◆ Task input:
PR #4532, opened 2023-10-06
Remove project names

sebastienros:
null

###### Microsoft Reviewers: [Open in CodeFlow](https://portal.fabricbot.ms/api/codeflow?pullrequest=https://github.com/dotnet/extensions/pull/4532)

### DIFF
--- a/src/Libraries/Microsoft.Extensions.Diagnostics.ExtraAbstractions/Http/TelemetryConstants.cs
+++ b/src/Libraries/Microsoft.Extensions.Diagnostics.ExtraAbstractions/Http/TelemetryConstants.cs
@@ -11,7 +11,7 @@ public static class TelemetryConstants
     /// <summary>
     /// Request metadata key that is used when storing request metadata object.
     /// </summary>
-    public const string RequestMetadataKey = "R9-RequestMetadata";
+    public const string RequestMetadataKey = "Extensions-RequestMetadata";
 
     /// <summary>
     /// Represents the placeholder text for an unknown request name or dependency name in telemetry.
--- a/src/Libraries/Microsoft.Extensions.Diagnostics.HealthChecks.Common/Metric.cs
+++ b/src/Libraries/Microsoft.Extensions.Diagnostics.HealthChecks.Common/Metric.cs
@@ -12,10 +12,10 @@ namespace Microsoft.Extensions.Diagnostics.HealthChecks;
 
 internal static partial class Metric
 {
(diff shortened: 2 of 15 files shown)


src/Libraries/Microsoft.Extensions.Diagnostics.ExtraAbstractions/Http/TelemetryConstants.cs
```diff
@@ -11,7 +11,7 @@ public static class TelemetryConstants
     /// <summary>
     /// Request metadata key that is used when storing request metadata object.
     /// </summary>
-    public const string RequestMetadataKey = "R9-RequestMetadata";
+    public const string RequestMetadataKey = "Extensions-RequestMetadata";
```
joperezr, line 14: I'm assuming we do want to make this change, yet we do expect this to cause breaks for teams currently depending on this. @geeknoid can you confirm?

sebastienros:
I am assuming that some of these suggestions are not good, but I can then add comments to clarify the reasons for later.

src/Libraries/Microsoft.Extensions.Diagnostics.HealthChecks.Common/Metric.cs
```diff
@@ -12,10 +12,10 @@ namespace Microsoft.Extensions.Diagnostics.HealthChecks;
 
 internal static partial class Metric
 {
-    [Counter("healthy", "status", Name = @"R9\\HealthCheck\\Report")]
```
joperezr, line 15: I know that @xakep139 is also making changes around this on PR https://github.com/dotnet/extensions/pull/4482, so let's just make sure that these changes won't conflict with his.

sebastienros: I see, reverting this one then

joperezr:
Changes look good to me, but it would be good to also get a review from @xakep139 on this especially due to some of the telemetry changes being done here.

xakep139 (approved):

RussKie (approved):

src/Libraries/Microsoft.Extensions.Diagnostics.ExtraAbstractions/Http/TelemetryConstants.cs
geeknoid: This should be fine, it's something teams will have to deal with when upgrading.

geeknoid (approved):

◆ Brief:
Report each line of the entries where the word "make" occurs.

◆ Solution for this exercise:
joperezr, line 14: I'm assuming we do want to make this change, yet we do expect this to cause breaks for teams currently depending on this. @geeknoid can you confirm?
joperezr, line 15: I know that @xakep139 is also making changes around this on PR https://github.com/dotnet/extensions/pull/4482, so let's just make sure that these changes won't conflict with his.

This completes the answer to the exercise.